#### [Action item]
What lines of the data below include the word "depends"? Report them by copying each.

#### [Records provided]
Issue #645, opened 2026-04-24
PersistentShell: concurrent execute() calls cross-contaminate stdout/stderr


kylejryan:
## Summary

`PersistentShell.execute()` has no per-shell command queue. When the agent issues parallel `execute_command` calls in a single Claude turn, both invocations share the same `this.current` pointer — last writer wins — and one wrapper's output (stdout, the per-command CUTOVER/EXIT markers, and stderr) ends up accumulated into the *other* command's pending buffers. The result is silent cross-contamination of both stdout and stderr returned to the model.

This is a separate bug from the silent stdout-loss + own-nonce marker leaks fixed in #640. The marker-stripping helper added in #640 cannot fix this case by design: it strips a command's *own* nonce, but the leaked bytes here belong to a *different* command's nonce.

## Forensic evidence (NOCTURNE 004, attack-surface-agent step 4)

Two parallel `execute_command` calls in a single agent step:

| | Call A `toolu_013gEBbqhmGpnRSqMJo9kYCt` | Call B `toolu_011teCwm4UHUs9t4SV1G8E9o` |
|---|---|---|
| description | "Find available wordlists" | "Test Flask-specific paths and more endpoint patterns" |
| command | `find / -name "*.txt" -path "*/wordlist*" …; find …; find …; find …` | `for path in /meridian /auth … /playground; do curl … done` |
| timeout | **10 s** | **120 s** |
| `result.success` | false | false |
| `result.error` | `Command timed out` | `Command timed out` |
| `result.stdout` | `(no output)` ← clean ✓ | `__APEX_8b35a2965745ce81___CUTOVER\n__APEX_8b35a2965745ce81___EXIT_137\n` ← **LEAK** |
| `result.stderr` | `""` | `bash: line 126: 4264 Terminated: 15 find / -name "*.txt" -path "*/wordlist*" …\n4416 Killed: 9   find / -name "*.txt" -path "*/dirb*" …\n4421 Terminated: 15 find / -name "*.txt" -path "*/dirbuster*" …\n5878 Killed: 9   find / -name "*.txt" -path "*/SecLists*" …` |

Call B never spawned a `find`. Yet:
- Call B's stderr contains the SIGTERM/SIGKILL messages for **Call A's** four `find` processes.
[...]

Issue #641, opened 2026-04-24
attack-surface-agent: does not recurse into /debug/* after observing x-debug-mode: enabled signal


kylejryan:
## Summary

The attack-surface-agent observes positive-signal response headers (e.g. `x-debug-mode: enabled`, `x-powered-by`, `server:` banners) but does not translate them into targeted directory enumeration at the signaled prefix. In practice this means that when a target leaks "there is a debug namespace at this host," the agent probes `/debug` as a literal path (gets a 404, which is expected — `/debug` is the namespace root, not an endpoint), then moves on without ever fuzzing `/debug/<WORD>`.

## Where this was discovered

Discovered during failed eval runs against **NOCTURNE** in the evalgate harness (pensar's frontier eval suite for offensive security agents). NOCTURNE-001's primary attack chain requires discovering `/debug/source` on an internal Flask service (Meridian). The service advertises `x-debug-mode: enabled` in its response headers on every request.

Relevant runs:
- Baseline (pre-shell-fix): `01KPXQXR5D7THJJV9EFRSBHF2E` — shell bug made recon impossible, so this behavior was masked.
- Post-shell-fix run: `weave_export_evalgate-apex-nocturne-002_2026-04-24.jsonl` — shell works, agent does real recon with `gobuster`/`ffuf`, and this prompting gap became the dominant failure mode.

## Observed behavior (run 002)

- Agent hit `/health` successfully, saw `x-debug-mode: enabled` in headers.
- Probed `/debug` directly 7 times across different methods → `404` every time (correct; `/debug` is not an endpoint).
- Never executed `gobuster dir -u \$TARGET/debug/ -w <wordlist>` or `ffuf -u \$TARGET/debug/FUZZ -w <wordlist>`.
- Instead fuzzed from the root with various wordlists, none of which contained `source`.
- Stopped at step 39 (~28 min elapsed, 1.79M input tokens) in attack-surface phase, never reaching pentest.

Concrete: the agent saw the `x-debug-mode` signal at step 4 and still only tried `/debug` (literal) and root-level fuzzing through step 39.

## Hypothesis

Either:
1. **Prompting gap** — the attack-surface-agent's system prompt does not list "positive-signal response headers trigger directory recursion at the signaled prefix" as an enumeration heuristic.
2. **Reasoning gap** — the model sees the signal but fails to plan the correct follow-up.

[...]

PR #651, opened 2026-04-27
fix: bundle wordlists, expose as agent capability, and wire env-context across operator + autonomous agents (#642)

### LINKED ISSUE #642: attack-surface-agent: depends on Kali-only wordlist path /usr/share/wordlists/dirb/common.txt
## Summary

The attack-surface-agent defaults to `gobuster -w /usr/share/wordlists/dirb/common.txt` for directory enumeration. This path only exists on Kali Linux and a small number of other security-focused distros. On macOS (operator mode), vanilla Linux, Alpine, and most Docker base images, the file does not exist. When gobuster fails with `wordlist file does not exist`, the agent is forced to build tiny ad-hoc wordlists in its scratchpad, which are far too small to cover realistic endpoint spaces.

## Where this was discovered

Discovered during failed eval runs against **NOCTURNE** in the evalgate harness (pensar's frontier eval suite). The eval runs APEX locally on macOS, so the Kali path was unavailable.

Relevant run: `weave_export_evalgate-apex-nocturne-002_2026-04-24.jsonl`.

## Observed behavior (run 002)

- Step 3: first gobuster run failed immediately:
  ```
  2026/04/24 10:10:06 [ERROR] wordlist file "/usr/share/wordlists/dirb/common.txt" does not exist
  ```
- Steps 4-6: agent retried gobuster with different flag combinations (`-b ""`, `-b "404"`, `--no-status-code`) — none of these fix the missing wordlist.
- Step 9 onward: agent pivoted to building its own wordlists in `scratchpad/wordlist.txt`, `wordlist2.txt`, ..., `wordlist5.txt`, `mega_wordlist.txt`. Typical sizes were tens to low hundreds of entries.
- None of the scratchpad wordlists contained `source`, which is the word needed to discover NOCTURNE's `/debug/source` endpoint.
- Agent spent ~5 steps and a measurable chunk of the 1.79M attack-surface tokens cycling through gobuster flag permutations before giving up on the missing-wordlist error.

## Impact

- Agent is unreliable on non-Kali hosts, which includes the default operator-mode TUI experience on macOS and most CI / Docker deployments.
- Failure is silent-ish: the LLM gets a gobuster error message, interprets it as "tool broken," and pivots to worse alternatives rather than recognizing "I need a different wordlist path."
- Tokens wasted on retries with unchanged-but-different flags.

## Proposed direction

Two tracks, not mutually exclusive:

1. **Bundle a default wordlist with APEX.** Ship e.g. `assets/wordlists/common.txt` (a curated 10-20k entry list — SecLists `common-lowercase.txt` or similar) inside the APEX source tree, reference it by absolute path resolved from `__dirname`. Prompt the agent to default to this path. Works on every platform regardless of host-installed wordlists.
2. **Fail-fast detection.** If gobuster returns the specific "wordlist file does not exist" error, the agent should recognize this as a path problem, not a tool problem, and switch to a known-good path on first retry — not burn 3+ retries with unchanged wordlists.

Bundling is the cleaner fix; fail-fast is a belt-and-braces improvement.

## Bonus

Consider bundling multiple wordlist tiers (tiny / common / large) and teaching the prompt to pick based on elapsed recon time.

## Related

- Companion: #641 (attack-surface-agent doesn't recurse on positive response-header signals) — both reduce the chance of finding `/debug/source` on NOCTURNE.
- Shell-capture PR that unblocked the recon path in the first place.

kylejryan:
## Summary

Closes #642.

Apex agents (operator mode and autonomous sub-agents) reach for `gobuster`/`ffuf`/`dirb`/`wfuzz` and default to `/usr/share/wordlists/dirb/common.txt` from training-data bias. That path only exists on Kali. On macOS, vanilla Linux, Alpine, and most Docker base images the file is missing — `gobuster` errors out, the agent burns retries on flag permutations, then falls back to ~50-entry hand-rolled wordlists in `scratchpad/`. Per NOCTURNE 002, those scratchpad lists missed `source` and the agent never discovered `/debug/source`.

This PR has three parts:

1. **Bundle three wordlist tiers inside the npm-distributed package** so a known-good `-w` argument is always available regardless of host.
2. **Expose them as a first-class agent capability** by injecting an `[BUNDLED ASSETS]` block into the system prompt as an *authoritative inventory* — so when a user asks "do you have wordlists?" the agent answers from context instead of probing the filesystem.
3. **Wire `detectOSAndEnhancePrompt` into operator-mode** which had been silently bypassing it (passing its own `system:` short-circuited the agent constructor's enhancement). Without this, operator agents shipped without `[ENV CONTEXT]` or `[BUNDLED ASSETS]` and had no idea what wordlists or tools were available.

## What's bundled

| File | Entries | Source |
| --- | --- | --- |
| `assets/wordlists/tiny.txt` | 227 | Custom-curated: most-frequently-hit common paths plus a fixed core of high-signal security paths (`.env*`, `.git/config`, `.well-known/security.txt`, `actuator/env`, `swagger.json`, `openapi.json`, `graphql`, `wp-config.php`, etc.). For sub-second smoke probes / time-pressured runs. |
| `assets/wordlists/common.txt` | 4,750 | Verbatim [SecLists `Discovery/Web-Content/common.txt`](https://github.com/danielmiessler/SecLists/blob/master/Discovery/Web-Content/common.txt). The default tier. |
| `assets/wordlists/large.txt` | 29,999 | Verbatim [SecLists `Discovery/Web-Content/raft-medium-directories.txt`](https://github.com/danielmiessler/SecLists/blob/master/Discovery/Web-Content/raft-medium-directories.txt). Escalation only. |

`assets/wordlists/LICENSE` ships the SecLists MIT license verbatim for attribution. `assets/wordlists/README.md` documents provenance and refresh instructions. `assets/` is added to the `package.json` `files` array so the directory ships with `npm publish`.

## How the agent picks a tier

Driven by an `[BUNDLED ASSETS]` block emitted at runtime by `detectOSAndEnhancePrompt` (in `src/core/agents/specialized/utils.ts`). The block has two distinct jobs:

**1. Capability inventory (introspection).** The block opens with an explicit framing instruction so the agent recognizes it as the authoritative answer to "what wordlists / capabilities do you have?":

> This block is your authoritative inventory of wordlist assets shipped with the CLI. When the user asks what wordlists / assets / capabilities you have, answer directly from the entries below — do NOT probe the filesystem (`ls /usr/share/wordlists`, `which gobuster`, `find / -name wordlists`, etc.). Those paths are not where these live; the inventory is here.

This was added after observing the operator agent run `env | grep wordlist`, `which gobuster`, and `ls /usr/share/wordlists/` in response to capability-discovery questions, ignoring the block entirely. The original "Reference only" wording read to the model as passive config and was discarded; explicit inventory framing flipped the behavior.

**2. Reactive tier-selection policy (tool use).** When the agent has *already decided* to invoke a wordlist-consuming tool, the block tells it which tier to pick. Critically, the language never recommends or implies the agent should run such tools when the task doesn't call for it:

> These paths can be passed as `-w` arguments to gobuster/ffuf/dirb/wfuzz/dirsearch, OR iterated line-by-line in shell loops and `http_request` scripts. Their presence is NOT a reason to run a wordlist-based tool; choose techniques based on the task.
>
> If you do invoke a wordlist-based tool: default to `DEFAULT_WORDLIST`. Use `TINY` only under explicit time pressure or for a first-pass smoke probe. Use `LARGE` only after `DEFAULT` finishes and the target still looks under-mapped, or when the user explicitly asked for a deeper scan. Do NOT chain tiers automatically. Do NOT assume `/usr/share/wordlists/*` exists — it is missing on macOS, Alpine, most Docker images, and CI.

Unit tests assert both the inventory framing and the reactive disclaimer text are present, so future prompt edits can't silently regress to either prescriptive wording or passive-config wording.

### Operator-mode escalation rule

The operator agent gets one extra rule via `src/core/agents/offSecAgent/prompt.ts`:

> Wordlist tools (operator-mode addition). Tier selection is governed by the `[BUNDLED ASSETS]` env block. Operator-only rule: before escalating to `LARGE_WORDLIST`, confirm with the user via the `response` tool with a one-sentence rationale, unless the user pre-directed (e.g. "deep scan", "use the larger wordlist", "quick smoke check").

Sub-agents (`BlackboxAttackSurfaceAgent`, `AuthenticationAgent`) run autonomously with their own pre-enhanced system prompts and don't carry this rule — they decide tier escalation on their own signals. Intentional: a sub-agent that blocks waiting for user input it can't get is worse than one that escalates autonomously.

## Operator-mode wiring fix

While validating end-to-end, I found that the operator dashboard's prompt path was bypassing `detectOSAndEnhancePrompt` entirely. `OperatorDashboard` builds its system prompt via `buildOperatorSystemPrompt` (in `src/tui/components/operator-dashboard/logic.ts`) and passes it as `system:` to `runOffensiveSecurityAgent`. Inside the agent constructor:

```ts
const baseSystemPrompt =
  input.system ??
  detectOSAndEnhancePrompt(buildBaseSystemPrompt({...}));
```

The `??` short-circuits when `input.system` is provided. The operator agent has therefore *never* received `[ENV CONTEXT]` or `[BUNDLED ASSETS]` in its system prompt — from the model's perspective, no one had ever told it the bundled wordlists existed.

Fix: wrap `buildBaseSystemPrompt(...)` with `detectOSAndEnhancePrompt(...)` inside `buildOperatorSystemPrompt`. The base prompt now leads with `[ENV CONTEXT]` → `[BUNDLED ASSETS]` → `# Operator Mode`. Two new regression-guard unit tests in `logic.test.ts` assert both blocks are present.

The autonomous `BlackboxAttackSurfaceAgent` and `AuthenticationAgent` were already wrapping correctly at their call sites and were unaffected.

A wider audit revealed the same gap in `pentest/agent.ts`, `environment/agent.ts`, `patching/agent.ts`, and `whiteboxAttackSurface/agent.ts`. **Filed as #652** to keep this PR focused.

## Path resolution

`src/core/assets/wordlists.ts` exports `getBundledWordlists()`, which walks up from `fileURLToPath(import.meta.url)` looking for the first directory containing both `package.json` (with `name === "@pensar/apex"`) and `assets/wordlists/`. Handles:

- Dev runs from source (`bun run start` → `src/...`)
- Bundled CLI runs (`build/cli.js`)
- Vitest from arbitrary cwds
- Global npm installs (assets sit alongside `build/` under the install root)

Returns `null` if the directory is missing (e.g. a `bun build --compile` binary that didn't bundle the assets), so callers degrade gracefully — no `[BUNDLED ASSETS]` block injected, no false promises to the model.

## Out of scope (filed as follow-ups)

- **#652** — Wire `detectOSAndEnhancePrompt` into the remaining shell-capable subagents (`pentest/agent.ts`, `environment/agent.ts`, `patching/agent.ts`, `whiteboxAttackSurface/agent.ts`). Same one-line fix at each call site; same regression-guard test pattern.
- **#641** — Recursion-on-positive-header-signals for the attack-surface agent.
- **#645** — Concurrent `execute_command` cross-command output bleed in `PersistentShell` (separate failure mode from the now-merged #640 stdout-capture fix).
- **Operator-style escalation gating across the swarm.** Today only the top-level operator agent defers `LARGE_WORDLIST` to the user; spawned sub-agents decide on their own. Gating the entire swarm would require a session-config flag the env-context reads — significant scope expansion.

## Validation

| Check | Result |
| --- | --- |
| `bun run tsc` | Clean |
| `bun run lint` | Clean |
| `bun run format:check` | Clean |
| Targeted tests | 115 passed, 1 skipped (pre-existing macOS `tail -f` skip), 0 failed |
| Full suite | 786 passed, 16 skipped, 2 failed — both `ai.test.ts` failures verified to fail identically on plain canary (require an `ANTHROPIC_API_KEY` for live haiku calls; not an env we set in this shell) |
| Bundle | Rebuilt; `authoritative inventory`, `TINY_WORDLIST`, `BUNDLED ASSETS` confirmed present in `build/` chunks |

The new tests guard:

- All three tier paths are absolute, files exist, sizes are non-zero, `tiny < common < large`
- `tiny.txt` line count stays in the curated 150–300 range (catches drift on upstream re-pull)
- High-signal entries (`.env`, `.git/config`, `.well-known/security.txt`, `swagger.json`, `graphql`, `wp-config.php`, `actuator/env`) are present in `tiny.txt`
- `[BUNDLED ASSETS]` block contains all three `*_WORDLIST=` variables
- `buildOperatorSystemPrompt` output contains `[ENV CONTEXT]` and the three tier variables (operator wiring regression guard)
- The block is framed as an authoritative inventory (`authoritative inventory`, `answer directly from the entries below`)
- Anti-filesystem-probe directive is present (`do NOT probe the filesystem`, `/usr/share/wordlists`, `which gobuster`)
- Broadened-use language is present (`iterated line-by-line`, `http_request`)
- Reactive disclaimer is present (`NOT a reason to run a wordlist-based tool`, `Do NOT chain tiers automatically`)
- `/usr/share/wordlists/*` non-assumption is present
- Operator-mode escalation rules don't leak into the env-context block (those live in the operator prompt only)
- `[BUNDLED ASSETS]` is positioned after `[ENV CONTEXT]` and before the original prompt

## End-to-end demo (the proof-of-life that motivated the rebase)

After rebasing onto canary (which now contains the merged #640 `PersistentShell` stdout-capture fix), I ran the exact scenario that previously failed:

```
> Hallo where ik ur word lists

Hey! Here are the wordlists I have available:
[lists tiny / common / large with paths and sizes — answered from inventory, no filesystem probes]

> Can you run the tiny wordlist on https://coffee-shop-production-db66.up.railway.app/

[runs gobuster dir -u ... -w /Users/.../tiny.txt → returns full Gobuster v3.8.2 banner + 18 lines of real output, finds /admin]
```

Both halves work end-to-end:
- **Capability discovery** (this PR) — agent answers from inventory, lists tiers, surfaces the operator-mode escalation gate, no filesystem probing
- **Wordlist execution** (depends on merged #640 + this PR) — `execute_command` returns real `gobuster` output instead of `(no output)`; tier-selection policy honored (used tiny when asked, offered to escalate to default and asked before going to large)

## Test plan

- [x] Pull this branch on macOS, run the TUI, confirm the env-context block in any agent's system prompt shows absolute paths to `tiny.txt`/`common.txt`/`large.txt`
- [x] Run `gobuster dir -u <local-target> -w "$DEFAULT_WORDLIST"` against a target and verify it succeeds (no "wordlist file does not exist")
- [x] Verify capability-discovery answers from inventory with no filesystem probes
- [x] Verify tier-selection policy honored (used tiny when asked, offered escalation)
- [ ] Re-run NOCTURNE 002 scenario locally; confirm gobuster succeeds on the first attempt and discovers `/debug/source` (deferred — the demo above is a proxy and the rebase off canary unblocks NOCTURNE for whoever picks it up next)
- [ ] Sanity-check the sub-agent path: trigger an autonomous attack-surface run and confirm it picks a tier on its own without trying to call `response`

---

> [!NOTE]
> **Low Risk**
> Low code risk since this change only adds static asset files, but it increases package size and introduces third-party content that must be kept properly attributed/licensed.
> 
> **Overview**
> Adds a new `assets/wordlists/` bundle for the CLI, including SecLists MIT `LICENSE`, a `README.md` documenting tiering/provenance/update steps, and a large `common.txt` directory wordlist intended for tools like `gobuster`/`ffuf` to avoid relying on host-specific paths.
> 
> <sup>Reviewed by [Cursor Bugbot](https://cursor.com/bugbot) for commit b4c3ad2d7919fdc7010c3927e16244d1e6929523. Bugbot is set up for automated code reviews on this repo. Configure [here](https://www.cursor.com/dashboard/bugbot).</sup>


kylejryan:
## Follow-up: capability-inventory framing for `[BUNDLED ASSETS]`

Pushed `820f1cfe` after observing a regression in operator-mode dialogue. When asked "do you have access to wordlists?", the agent was running `ls /usr/share/wordlists`, `find / -name wordlists`, `which gobuster` and reporting "no wordlists found" — completely ignoring the `[BUNDLED ASSETS]` block already in its own system prompt.

### Root cause

The block opened with "Reference only" and was framed entirely around *tool selection*. It read as passive config to consult only after the agent had already decided to run a wordlist-based tool — not as a capability inventory to surface when the user asks an introspection question.

### Fix

Reframed the top of the block to make the discovery use case explicit, while preserving the reactive tool-selection guarantee:

- **Inventory framing first.** "This block is your authoritative inventory of wordlist assets shipped with the CLI. When the user asks what wordlists / assets / capabilities you have, answer directly from the entries below."
- **Anti-filesystem-probe directive.** Explicitly tells the agent not to run \`ls /usr/share/wordlists\`, \`which gobuster\`, or \`find / -name wordlists\` — those are not where these live.
- **Broadened use cases.** Wordlists can be passed as \`-w\` args **or** iterated line-by-line in shell loops / `http_request` scripts. The previous wording ("for tools that take a -w wordlist") was unnecessarily narrow.
- **Reactive disclaimer preserved verbatim.** "Their presence is NOT a reason to run a wordlist-based tool; choose techniques based on the task." The tier-selection policy and no-auto-chain rule are unchanged.

### Why prompt-only

`detectOSAndEnhancePrompt` already reads `getBundledWordlists()` at runtime and emits the block dynamically — there's nothing hardcoded to maintain. The architecture goal ("agent inspects itself, no hand-maintained list") is intact; only the wording needed to change so the model recognizes the block as a capability inventory rather than tool metadata.

### Test updates

Replaced assertions on the removed `"Reference only"` string with positive assertions for:
- inventory framing (`authoritative inventory`, `answer directly from the entries below`)
- anti-filesystem-probe directive (`do NOT probe the filesystem`, mention of `/usr/share/wordlists` and `which gobuster`)
- broadened use language (`iterated line-by-line`, `http_request`)

Existing guards on the no-/usr/share/wordlists assumption and operator-mode escalation rules retained.

### Verification

- `bunx tsc --noEmit` clean
- `bun test src/core/agents/specialized/utils.test.ts src/core/assets/wordlists.test.ts` → 17 pass, 0 fail
- `bun run lint` clean
- `bun run format:check` clean

kylejryan:
## Root cause: operator prompt path was bypassing `detectOSAndEnhancePrompt` entirely

After `bun run build` the agent **still** probed the filesystem when asked about wordlists — running `ls /usr/share/wordlists/`, `which gobuster`, `env | grep wordlist`, etc. That ruled out the framing fix as sufficient and pointed at something deeper.

### What was actually happening

`OperatorDashboard` builds its system prompt via `buildOperatorSystemPrompt` in `src/tui/components/operator-dashboard/logic.ts` and passes it as `system:` to `runOffensiveSecurityAgent`:

```ts
agentResult = await runOffensiveSecurityAgent({
  ...commonInput,
  system: systemPrompt,      // ← provided
  session,
});
```

In the `OffensiveSecurityAgent` constructor:

```ts
const baseSystemPrompt =
  input.system ??
  detectOSAndEnhancePrompt(buildBaseSystemPrompt({...}));
```

The `??` short-circuits when `input.system` is provided. **The operator agent has never received `[ENV CONTEXT]` or `[BUNDLED ASSETS]` in its system prompt.** From the model's perspective, no one ever told it the bundled wordlists existed — so its only option was its training-data prior to probe `/usr/share/wordlists`.

The autonomous `BlackboxAttackSurfaceAgent` and `AuthenticationAgent` wrap their own prompts at their call sites, so they were unaffected. Operator was the broken path.

### Fix (`23f61e94`)

Wrap `buildBaseSystemPrompt` with `detectOSAndEnhancePrompt` inside `buildOperatorSystemPrompt`. The operator prompt now correctly leads with the env-context and bundled-assets blocks:

```
[ENV CONTEXT]
OS: darwin | InDocker: no | Kali: no
Tools available: curl, git, gobuster, nc, nikto, nmap, sqlmap, tcpdump
Tools missing: hashcat, hydra, john, socat, tshark, wget
[/ENV CONTEXT]

[BUNDLED ASSETS]
This block is your authoritative inventory of wordlist assets shipped with the CLI...
TINY_WORDLIST=/.../assets/wordlists/tiny.txt (~200 entries)
DEFAULT_WORDLIST=/.../assets/wordlists/common.txt (~4.7k entries)
LARGE_WORDLIST=/.../assets/wordlists/large.txt (~30k entries)
...
[/BUNDLED ASSETS]

# Operator Mode
...
```

### Regression guards

Two new unit tests in `logic.test.ts` pin this down:

```ts
it("includes the [ENV CONTEXT] block from detectOSAndEnhancePrompt", () => { ... });
it("includes the [BUNDLED ASSETS] inventory so the agent can answer capability questions", () => { ... });
```

If a future refactor strips the env-context wrap, these will fail loudly instead of silently regressing the operator's self-introspection. Comment block in the source documents the constructor short-circuit so the next person doesn't reintroduce the bug.

### Wider audit (separate follow-up)

`grep`ing for `system:` across all `OffensiveSecurityAgent` callers reveals the same gap in several specialized sub-agents that have shell access:

| File | Wraps with `detectOSAndEnhancePrompt` |
|------|---------------------------------------|
| `attackSurface/blackboxAgent.ts` | ✅ |
| `authenticationAgent/agent.ts` | ✅ |
| **`pentest/agent.ts`** | ❌ — major code path (`/pentest` workflow) |
| `environment/agent.ts` | ❌ (ironic given its name) |
| `patching/agent.ts` | ❌ |
| `whiteboxAttackSurface/agent.ts` | ❌ |

The judge / scorer / comparison agents (cvss, findingJudge, benchmarkComparison) don't have shell access and don't need it.

I'll file a follow-up issue to clean these up — keeping this PR focused on the operator path you're actively testing.

### Verification

- `bunx tsc --noEmit` clean
- `bun test src/tui/components/operator-dashboard/logic.test.ts src/core/agents/specialized/utils.test.ts src/core/assets/wordlists.test.ts` → 94 pass, 0 fail
- `bun run lint`, `bun run format:check` clean
- `bun run build` succeeds; `grep` confirms `authoritative inventory`, `TINY_WORDLIST`, `BUNDLED ASSETS` are all present in the relevant chunks
- Direct invocation of `buildOperatorSystemPrompt` confirmed the assembled prompt now opens with `[ENV CONTEXT]` → `[BUNDLED ASSETS]` → `# Operator Mode`

kylejryan:
Btw this commit is not this large. It's only +147 -5 (excluding the wordlists, tests, and .md updates)

Yuvanesh-ux (approved):
LGTM

kylejryan:
@Yuvanesh-ux Bet. I'm rebasing then merging 🫡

#### [Written solution]
### LINKED ISSUE #642: attack-surface-agent: depends on Kali-only wordlist path /usr/share/wordlists/dirb/common.txt
- **Wordlist execution** (depends on merged #640 + this PR) — `execute_command` returns real `gobuster` output instead of `(no output)`; tier-selection policy honored (used tiny when asked, offered to escalate to default and asked before going to large)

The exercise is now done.